Do incydentu doszło w piątek w godzinach popołudniowych. Jak poinformowała rzeczniczka MSWiA Karolina Gałecka, myśliwce były na wysokości około 150 metrów.
"Prowokacyjne zachowanie Rosji" - napisał w mediach społecznościowych morski oddział Straży Granicznej. "Służby odpowiedzialne za bezpieczeństwo Polski stale monitorują sytuację w obrębie morskiej infrastruktury krytycznej również poza wodami terytorialnymi RP" - czytamy.
Nie doszło do naruszenia granicy
Jak przekazała podporucznik Katarzyna Przybysz z morskiego oddziału Straży Granicznej, nie doszło do naruszenia granicy państwowej.

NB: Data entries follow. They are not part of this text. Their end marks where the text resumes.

PR #396, opened 2025-01-31
fix: modify Jira tool for API key support

thedadams:
The Jira API is different for OAuth versus API keys. This change modifies the Jira tool so that it works with API keys and OAuth.

Issue: https://github.com/obot-platform/obot/issues/1555

### DIFF
--- a/atlassian/jira/index.js
+++ b/atlassian/jira/index.js
@@ -16,21 +16,38 @@ const command = process.argv[2]
 async function main() {
 
     try {
-        if (!process.env.ATLASSIAN_OAUTH_TOKEN) {
-            throw new Error("ATLASSIAN_OAUTH_TOKEN is required")
+        if (!process.env.ATLASSIAN_OAUTH_TOKEN && (!process.env.ATLASSIAN_API_TOKEN || !process.env.ATLASSIAN_EMAIL || !process.env.ATLASSIAN_SITE_URL)) {
+            throw new Error("ATLASSIAN_OAUTH_TOKEN or all of ATLASSIAN_API_TOKEN, ATLASSIAN_EMAIL, and ATLASSIAN_SITE_URL are required")
+        }
+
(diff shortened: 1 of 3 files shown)


atlassian/jira/index.js
```diff
@@ -16,28 +16,49 @@ const command = process.argv[2]
...
+                'Authorization': `${authType} ${authToken}`,
                 'Accept': 'application/json',
             },
         })
 
         let result = null
         switch (command) {
             case "listJiraSites":
+                if (process.env.ATLASSIAN_SITE_URL) {
+                    console.log("listJiraSites is not needed when ATLASSIAN_SITE_URL is set, so you can continue without needing the site_id argument")
```
njhale, line 59: Could we just return the first component of the subdomain here instead? The side_id argument is ignored when a PAT credential is used, so it won't matter if it's not a real Jira ID, and we won't need to add the additional line context (and hope the LLM will respect it).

- Było to w obszarze wyłącznej strefy ekonomicznej. Zostaliśmy (...) poinformowani, aby wzmóc czujność i reagować na wszelkie inne przewinienia, które dotyczyłyby naruszenia granic państwa. Do tego nie doszło, więc nie musieliśmy reagować – wyjaśniła..
W nocy z 9 na 10 września w trakcie nocnego ataku Federacji Rosyjskiej na Ukrainę polska przestrzeń powietrzna została wielokrotnie naruszona przez drony. Uruchomiono procedury obronne. Drony, które stanowiły bezpośrednie zagrożenie, zostały zestrzelone przez polskie i sojusznicze lotnictwo. To pierwszy raz w nowoczesnej historii Polski, kiedy w przestrzeni powietrznej kraju siły powietrzne użyły uzbrojenia.
W piątek rano trzy rosyjskie myśliwce MiG-31 wleciały w piątek w przestrzeń powietrzną Estonii w pobliżu wyspy Vaindloo na Zatoce Fińskiej i pozostawały tam przez około 12 minut.